A significant portion of School District 2 on the West Side from W. 23rd to W. 59th Sts. and within easy commuting distance from the Morton St. school is, in fact, unzoned. This evolved, in large part, from three schools in Hell’s Kitchen that were formerly K-through-8, but phased out their middle school grades over the years.

To explore the possibility of establishing a new middle school zone for the Morton St. school, District 2 Superintendent Bonnie Laboy recently initiated the zoning process to start the clock ticking on the “prescriptive procedure,” which ultimately falls under the purview of C.E.C. 2. The process includes zoning proposals and possible revisions from D.O.E, interspersed with C.E.C. 2 meetings and public hearings, and culminating with a final vote.
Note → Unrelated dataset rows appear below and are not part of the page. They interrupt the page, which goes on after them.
PR #6863, opened 2026-02-18
fix: sequential interrupt handling w/ functional API

sydney-runkle:
In the original proposed fix https://github.com/langchain-ai/langgraph/pull/6863, we were guarding this specific case by only checking for null resume in the scratchpad.

But I noticed the tests passed on main for the sync case, indicating an inconsistency between the two paths.

Seems like we were making a redundant put_writes call when replaying the async tasks

### DIFF
--- a/libs/langgraph/tests/test_pregel_async.py
+++ b/libs/langgraph/tests/test_pregel_async.py
@@ -8012,6 +8012,55 @@ async def test_multiple_tasks_before_interrupt_resume(
 
 
 @NEEDS_CONTEXTVARS
+async def test_no_redundant_put_writes_for_cached_task(
+    async_checkpointer: BaseCheckpointSaver,
+) -> None:
+    """Cached @tasks on resume must not trigger redundant put_writes."""
+    from unittest.mock import patch
+
+    from langgraph.pregel._loop import PregelLoop
+
+    @task
+    async def setup(x: int) -> int:
+        return x
+
+    @task
+    async def ask(question: str) -> str:
+        return interrupt(question)
+
+    @entrypoint(checkpointer=async_checkpointer)
+    async def workflow(x: int) -> dict:
+        n = await setup(x)
+        answer = await ask(f"q{n}")
+        return {"answer": answer}
+
+    config = {"configurable": {"thread_id": "1"}}
+    result = await workflow.ainvoke(1, config=config)
+    assert "__interrupt__" in result
+
+    put_writes_task_ids: list[str] = []
+    orig = PregelLoop.put_writes
+
+    def spy(self, task_id, writes):
+        put_writes_task_ids.append(task_id)
+        return orig(self, task_id, writes)
+
+    with patch.object(PregelLoop, "put_writes", spy):
+        result = await workflow.ainvoke(Command(resume="ans"), config=config)
+
+    assert result == {"answer": "ans"}
+    # Count unique non-null task IDs that got put_writes.
+    # Should be exactly 2: the ask task and the entrypoint task.
+    # If 3, the cached setup task is being redundantly re-committed.
+    non_null = set(
+        tid for tid in put_writes_task_ids if not tid.startswith("00000000")
+    )
+    assert len(non_null) == 2, (
+        f"Expected 2 task IDs in put_writes (ask + entrypoint), got {len(non_null)}"
+    )
+
+
+@NEEDS_CONTEXTVARS
 async def test_node_before_interrupt_resume_graph_api(
     async_checkpointer: BaseCheckpointSaver,
 ) -> None:
--- a/libs/langgraph/langgraph/pregel/_algo.py
+++ b/libs/langgraph/langgraph/pregel/_algo.py
@@ -1061,17 +1061,13 @@ def _scratchpad(
 ) -> PregelScratchpad:
     if len(pending_writes) > 0:
         # find global resume value
-        # Only the root scratchpad (no parent) owns the null resume write.
-        # Child scratchpads always delegate to their parent via
-        # get_null_resume, ensuring the value is consumed at most once.
-        if parent_scratchpad is None:
-            for w in pending_writes:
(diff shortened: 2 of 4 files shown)


libs/langgraph/tests/test_pregel_async.py
```diff
@@ -7920,6 +7920,245 @@ async def program(_state: Any) -> list[str]:
...
+    assert len(result["__interrupt__"]) == 1
+    assert result["__interrupt__"][0].value == "Whats the answer for topic 2?"
+
+    # Resume with answer for topic 2 - should get final result
+    result = await workflow.ainvoke(Command(resume="answer2"), config=config)
+    assert result == {"answers": ["answer1", "answer2"]}
+
+
+@NEEDS_CONTEXTVARS
+async def test_multiple_tasks_before_interrupt_resume(
```
hinthornw, line 7975: Note that this already passes on main from my testing.

hinthornw (commented):
OPened another PR as a potential alternative

sydney-runkle:
Original PR description, for reference

## Fix: duplicate resume values when `@task` precedes interrupt in functional API

### Problem

When using the functional API (`@entrypoint` + `@task`), resuming with `Command(resume=value)` returns duplicate values instead of firing subsequent interrupts — but only when a `@task`-decorated function runs before the interrupt-producing tasks.

```python
@entrypoint(checkpointer=InMemorySaver())
async def workflow(number_of_topics: int) -> dict:
    @task
    async def setup() -> int:  # <-- having @task here triggers the bug
        return number_of_topics

    n = await setup()

    answers = []
    for i in range(n):
        answers.append(await ask(f"Topic {i + 1}?"))  # ask() calls interrupt()

    return {"answers": answers}
```

Expected behavior: two sequential interrupts, each resumed independently.
Actual behavior: after the first resume, the second `interrupt()` silently returns the first answer again instead of raising `GraphInterrupt`, producing `{"answers": ["answer1", "answer1"]}`.

Removing `@task` from `setup()` makes the bug disappear. Using `Command(resume={interrupt_id: value})` (mapped by interrupt ID) also works correctly.

### Root cause

The bug is in `_scratchpad()` in `pregel/_algo.py`. When a scratchpad is created, it searches `pending_writes` for the global null resume write (`(NULL_TASK_ID, RESUME, value)`) and captures both the write tuple and the list reference in a `get_null_resume` closure. Consumption is tracked by calling `pending_writes.remove(null_resume_write)` — if the tuple is already gone, `ValueError` signals "already consumed."

The problem is that `put_writes()` in `pregel/_loop.py` reassigns `self.checkpoint_pending_writes` to a **new list** each time a task is committed:

```python
self.checkpoint_pending_writes = [
    w for w in self.checkpoint_pending_writes if w[0] != task_id
]
```

In the graph API, this is harmless — each node runs in a separate step, and scratchpads don't outlive their step. But in the functional API, the entrypoint is a single long-running step, and child `@task` calls happen *during* that step. Here's what happens:

```
step 1:
  create entrypoint scratchpad (captures pending_writes list L₀, finds null resume)
  run entrypoint function:
    setup() → child task committed → put_writes replaces list → L₁ is new list
    ask(q1) → child scratchpad captures L₁, finds null resume in L₁
           → interrupt() consumes null resume → removes from L₁
           → child committed → put_writes replaces list → L₂ is new list
    ask(q2) → child scratchpad captures L₂, null resume NOT in L₂
           → delegates to parent (entrypoint) scratchpad
           → parent still references L₀, where null resume was NEVER removed
           → parent returns the value again → duplicate!
```

The parent entrypoint scratchpad captured `L₀` at the start of the step. The consumption (`remove()`) happened on `L₁`. Since `L₀` and `L₁` are different list objects, the parent doesn't see the consumption — it still has the null resume tuple in its closure and `L₀.remove()` succeeds, returning the value a second time.

Without `@task` on `setup()`, no mid-step `put_writes` occurs, so all scratchpads share the same list object and the `remove()` is visible everywhere.

### Fix

The fix is in `_scratchpad()` (`pregel/_algo.py`): **child scratchpads (those with a `parent_scratchpad`) no longer search `pending_writes` for the null resume write.** They always set `null_resume_write = None`, which forces `get_null_resume` to delegate up the parent chain to the root scratchpad.

Since only the root scratchpad (the entrypoint, which has no parent) ever captures the null resume write, and only the root ever calls `pending_writes.remove()` on its own captured list, consumption is tracked in exactly one place. It doesn't matter that `put_writes` creates new lists — the root's list and its `remove()` call are the sole mechanism.

```diff
     if len(pending_writes) > 0:
         # find global resume value
-        for w in pending_writes:
-            if w[0] == NULL_TASK_ID and w[1] == RESUME:
-                null_resume_write = w
-                break
+        # Only the root scratchpad (no parent) owns the null resume write.
+        # Child scratchpads always delegate to their parent via
+        # get_null_resume, ensuring the value is consumed at most once.
+        if parent_scratchpad is None:
+            for w in pending_writes:
+                if w[0] == NULL_TASK_ID and w[1] == RESUME:
+                    null_resume_write = w
+                    break
+            else:
+                null_resume_write = None
         else:
-            # None cannot be used as a resume value, ...
             null_resume_write = None
```

### Why this only affects the functional API

In the **graph API**, each node runs as a discrete step in the Pregel loop. Between steps, `put_writes` is called and a new checkpoint is saved. When the next step starts, `prepare_next_tasks` creates fresh scratchpads from the current `checkpoint_pending_writes`. There are no parent/child scratchpad relationships within a single step, and no scratchpad outlives its step. The list reassignment in `put_writes` is harmless because no old closures survive.

In the **functional API**, the entrypoint runs as a single long-lived step. Child `@task` calls happen mid-step via `call()` → `accept_push()` → `prepare_push_task_functional()`. Each child task gets committed mid-step (triggering `put_writes` and a new list), while the parent entrypoint's scratchpad persists with its original list reference. This creates the divergence between the list the child consumed from and the list the parent's closure references.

To stay on track for 75 Morton’s timeline, a vote of six of the 10 C.E.C. 2 members approving the new zone would have to take place by this April. Tanikawa explained that even if 75 Morton becomes a zoned school, given its large size, it is not likely to be 100 percent zoned since that could risk seats going unfilled.

After becoming well-versed in a long menu of admissions methods, attendees separated into a half-dozen break-out groups to come up with new admissions recipes and deliberate on the six food-based school models.

One break-out group discussed the potential new zone as a way to achieve diversity.

“I like the idea of going down the West Side with a new zone to pick up different neighborhoods — just follow the E train,” suggested Lowell Kern, whose two children attended P.S. 11 in Chelsea and are now in high school and college.

Questions about what screening filters to weave together and how to define diversity dominated many conversations.

“The D.O.E is ready to allow more schools to define diversity,” Tanikawa had advised the groups.

For example, some asked, could children’s creativity and learning styles be screened since information is processed by students in different ways? Could family involvement be screened since parent engagement is closely correlated with strong schools? Greg Regaignon, father of a fourth grader and a seventh grader, worried that “family involvement could be a proxy for family income — like volunteer hours for parents who can afford not to work.”

After good, spirited debates, each participant ranked the top three school characteristics that mattered to them most and where on the spectrum they would like to see those characteristics for their ideal middle school. A final vote was cast on their way out the door for one of the six school models, leaving people to wonder which one the community would coalesce around — “zucchini?” “eggplant?” “blueberry?”

It did not take long to find out, as tallies and take-aways from the session were presented the following night at the Jan. 12 C.E.C. 2 meeting. Although the community was somewhat agnostic on zoning and showed about equal support for single- versus dual-track academic programs, there was significant preference for using two admissions methods. This approach could create a school with characteristics deemed most important by the community: a strong academic pace, plus diversity — diversity created by having students with different socioeconomic backgrounds, academic achievement and learning styles.

Sharing this vision with D.O.E. will be the next step along the path of opening the Morton St. school 18 months from now.